The control circuit 10 is a circuit that controls the order of operation of the various parts described above.

Next, an example of use of the device will be explained.

Analog imaging mode is implemented before digital imaging mode.

Objects that are digitally imaged objects cannot normally be observed with the naked eye.

With the output of the video amplification circuit 6 connected to the television monitor 12 by the switching circuit 8, objects to be digitally imaged will be explained using other light sources. The operator can adjust the focus of the imaging lens 21 while observing the screen of the television monitor 12.

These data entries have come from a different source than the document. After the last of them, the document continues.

PR #170, opened 2023-07-27
[IMP] base_bank_from_iban: automatically create banks with schwifty

len-foss:
Using Schwifty, we can automatically get bank information from a valid IBAN, i.e. BIC, Swift, code, and bank name.
This quick POC automatically create banks at creation/write of a bank account.

In practice the current code might be annoying if used on a DB where banks have already been created with incomplete information. I don't have have any relevant experience with that so I'd be interested to know the best approach to that issue. If used on a new DB, it should just simplify neatly the encoding process.

This could also go into an overriding module.

https://schwifty.readthedocs.io/en/latest

### DIFF
--- a/base_bank_from_iban/__manifest__.py
+++ b/base_bank_from_iban/__manifest__.py
@@ -12,5 +12,6 @@
     "depends": ["base_iban"],
     "development_status": "Mature",
     "data": ["views/res_bank_view.xml"],
+    "external_dependencies": {"python": ["schwifty"]},
     "installable": True,
 }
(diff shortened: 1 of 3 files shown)


pedrobaeza (approved):
Good idea!

carlosdauden (approved):

Abranes (approved):

ValentinVinagre:
@pedrobaeza @carlosdauden @len-foss @Abranes Hey,
I think that PR is merged with a wrong message in the commit. Could you change it?

pedrobaeza:
Indeed, I wasn't aware, but I'm afraid now that this can't be changed.

ValentinVinagre:
> Indeed, I wasn't aware, but I'm afraid now that this can't be changed.

the branch is protected and force cannot be used?

pedrobaeza:
Doing that will screw all the people that have already pulled this branch, forcing them to do a reset, so that's too much to do, and more having passed several weeks since the merge.

ValentinVinagre:
And a rebert and then commit again with the correct message?

pedrobaeza:
A more convoluted history... Let's fix this in v17. At the end, the commit is linked to this PR, where there is enough information.

PR #172, opened 2023-10-05
[16.0] base_unece + account_tax_unece: AGPL -> LGPL

alexis-via:
If all the contributors on these 2 modules agree, I propose to switch base_unece and account_tax_unece from AGPL to LGPL. This would allow some forks of localization modules, which are LGPL modules, to depend on account_tax_unece to have the fields for the unece codes on tax templates. Example of such a module: l10n_fr_oca https://github.com/OCA/l10n-france/pull/423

In the digital imaging mode, the switching circuit 8 connects the output of the video amplification circuit 6 to the binarization circuit 7. Either the step of imaging the state in which the noise and signal are superimposed or the step of imaging the background may be performed first, but in order to make it easier to understand, the state in which the noise and signal are superimposed will be imaged first. Let's explain step by step. In this step, the control circuit 10 connects the output of the binarization circuit 7 to the second frame memory 9b.

As shown in FIG. 2, the bright spots appearing on the fluorescent surface of the image intensifier 1 correspond to 6 to 8 pixels, assuming that the horizontal scanning line coincides with the highest brightness point. FIG. 2 shows a portion of the frame memory row having 512 addresses corresponding to the scanning line.

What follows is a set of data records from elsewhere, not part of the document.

PR #176, opened 2023-10-29
[16.0][MIG] l10n_eu_nace

Abranes:
Standard migration to 16.0


flotho:
hum... runboat not available! issued a 404

Abranes:
> hum... runboat not available! issued a 404

It works for me, can you try it one more time?

flotho (approved):
functionnal test OK,
LGTM

iziwas:
Hi,

Thanks for the PR request. 
Functional tests are OK for me too. However, I have a warning about parent_path field in res.parter.nace : "parent_path field on model 'res.partner.nace' should have unaccent disabled. Add `unaccent=False` to the field definition."

Is it possible to fix it before please ?

yajo (changes requested):
After analyzing this module, I think it needs a refactor. Please let me explain.

This module introduces a duplicate structure in Odoo. [Odoo CE already has a `res.partner.industry` model](https://github.com/odoo/odoo/blob/13c595b342fbf09e188c5fab99724f4265a94317/odoo/addons/base/models/res_partner.py#L1112-L1119). In OCA, [the `partner_industry_secondary` module](https://github.com/OCA/partner-contact/tree/16.0/partner_industry_secondary) implements:
- Parent-child relationship.
- Many2many relation between `res.partner` and `res.partner.industry`.

So, if this module depends on `partner_industry_secondary`, which is already migrated to v16, we can drop most of the code. This would just contain the NACE codes in CSV, which would be declared in the manifest and loaded at install; period.

IMHO the migration is probably the best opportunity to do it, as this involves structural changes in the data model. It would mean directly dropping all xml and python code from here, so I think it's a simple refactor that'd be very helpful.

FWIW the only "complex" thing would be a migration script, which wouldn't be very complex anyways.

WDYT?

Rad0van:
> After analyzing this module, I think it needs a refactor. Please let me explain.
> 
> This module introduces a duplicate structure in Odoo. [Odoo CE already has a `res.partner.industry` model](https://github.com/odoo/odoo/blob/13c595b342fbf09e188c5fab99724f4265a94317/odoo/addons/base/models/res_partner.py#L1112-L1119). In OCA, [the `partner_industry_secondary` module](https://github.com/OCA/partner-contact/tree/16.0/partner_industry_secondary) implements:
> 
> * Parent-child relationship.
> * Many2many relation between `res.partner` and `res.partner.industry`.
> 
> So, if this module depends on `partner_industry_secondary`, which is already migrated to v16, we can drop most of the code. This would just contain the NACE codes in CSV, which would be declared in the manifest and loaded at install; period.
> 
> IMHO the migration is probably the best opportunity to do it, as this involves structural changes in the data model. It would mean directly dropping all xml and python code from here, so I think it's a simple refactor that'd be very helpful.
> 
> FWIW the only "complex" thing would be a migration script, which wouldn't be very complex anyways.
> 
> WDYT?

Looking at the modules I totally agree with you.

pedrobaeza:
The only problem I see is that the industry model already contains other records that are not NACE ones.

Rad0van:
> The only problem I see is that the industry model already contains other records that are not NACE ones.

Which ones? By quickly looking (at least for v16) it seems right to me...

pedrobaeza:
I mean these ones:

https://github.com/odoo/odoo/blob/16.0/odoo/addons/base/data/res_partner_data.xml#L57-L160

Rad0van:
> I mean these ones:
> 
> https://github.com/odoo/odoo/blob/16.0/odoo/addons/base/data/res_partner_data.xml#L57-L160

Yes, but these are the main existing NACE groups. See https://en.wikipedia.org/wiki/Statistical_Classification_of_Economic_Activities_in_the_European_Community or https://nacev2.com/en

pedrobaeza:
Ok then. Just a proper mapping should be done for recognizing them as the parents.

yajo:
`partner_industry_secondary` makes the parent-child relationship possible, so it shouldn't be a big problem, apart from a relatively simple migration script.

cvinh:
Hello @Abranes, are you going to change your PR according to comments above ?

cvinh:
I think that secondary industry is meant to allow several industries to the same partner (see that we cannot add a secondary industry that is already in the main industry : https://github.com/OCA/partner-contact/blob/23c2d101e08c36f3909091c5f488110ce45e14cc/partner_industry_secondary/models/res_partner.py#L31)
BTW res.partner.industry has a parent_id field
To my opinion, I would not inherit partner_industry_secondary but add the NACE codes to res_partner_industry and choose the right parent id from Odoo's datas

edlopen:
I have an [open PR](https://github.com/OCA/community-data-files/pull/196) that uses the res.parter.industry as @yajo said [here](https://github.com/OCA/community-data-files/pull/176#pullrequestreview-1749999335). And also updated the module so that it uses the new ShowVoc Endpoint as the RAMON servers are deprecated.

yajo:
Thanks! Closing here, as the other PR is more suited for merge.

rafaelbn:
Migrated in https://github.com/OCA/community-data-files/pull/196

PR #179, opened 2023-11-18
[17.0][MIG] base_iso3166: Migration to 17.0

ramiadavid:


pedrobaeza:
/ocabot migration base_iso3166

Last commit name is not correct.

ramiadavid:
@pedrobaeza Thanks, it's already fixed

base_iso3166/static/description/index.html
```diff
@@ -1,4 +1,3 @@
-<?xml version="1.0" encoding="utf-8"?>
```
pedrobaeza: Why removing this?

Now, if the threshold value of the binarization circuit 7 is at the level indicated by Th in the figure, three 1's will be written to three addresses corresponding to the row of the frame memory 9b corresponding to the scanning line.

FIG. 4 is an explanatory diagram showing the principle of writing.

In the figure, a is the output of the video signal amplification circuit 6 corresponding to a specific scanning line, and b is the output 2 corresponding to the output.
The output c of the value conversion circuit 7 indicates the content written in the row of the second frame memory 9b corresponding to the scanning line.

When a video signal shown as a appears on a specific scanning line in the screen during the first one-screen television scan _F1 , it is binarized by the binarization circuit 7 as shown in b of _F1 .

1 is written to one address in the row of the frame memory 9b corresponding to the first output of the binarization circuit 7,
1 is written to each of the two addresses corresponding to the next output.

In the second television scan _F2 , the scanning line at the same position on the screen as the specific scanning line on the screen is
When the video signal shown in F ₂ (a) appears, it is binarized by the binarization circuit 7 as shown in F ₂ (b).

As a result, in the row of the frame memory 9b,
1, 1 corresponding to the first signal and 1 corresponding to the next signal are written, as shown in F ₂ (c).

In the third television scan F ₃ , the scanning line at the same position on the screen as the specific scanning line on the screen is
When the video signal shown in F ₃ (a) appears, it is binarized by the binarization circuit 7 as shown in F ₃ (b).

As a result, in the row of the frame memory 9b,
1, 1 corresponding to the first signal and 1 corresponding to the next signal are written, as shown in F ₃ (c).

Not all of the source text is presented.